Set down all of the data again, character for character.

**AVAILABLE DATA:**
------------------------------------------------------------------------

PR #11630, opened 2018-07-23
JSON schema smart default schema and undefined transform feature improvements

clydin:


packages/angular_devkit/core/src/json/schema/visitor.ts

------------------------------------------------------------------------

**FINAL ANSWER:**
PR #11630, opened 2018-07-23
JSON schema smart default schema and undefined transform feature improvements

clydin:


packages/angular_devkit/core/src/json/schema/visitor.ts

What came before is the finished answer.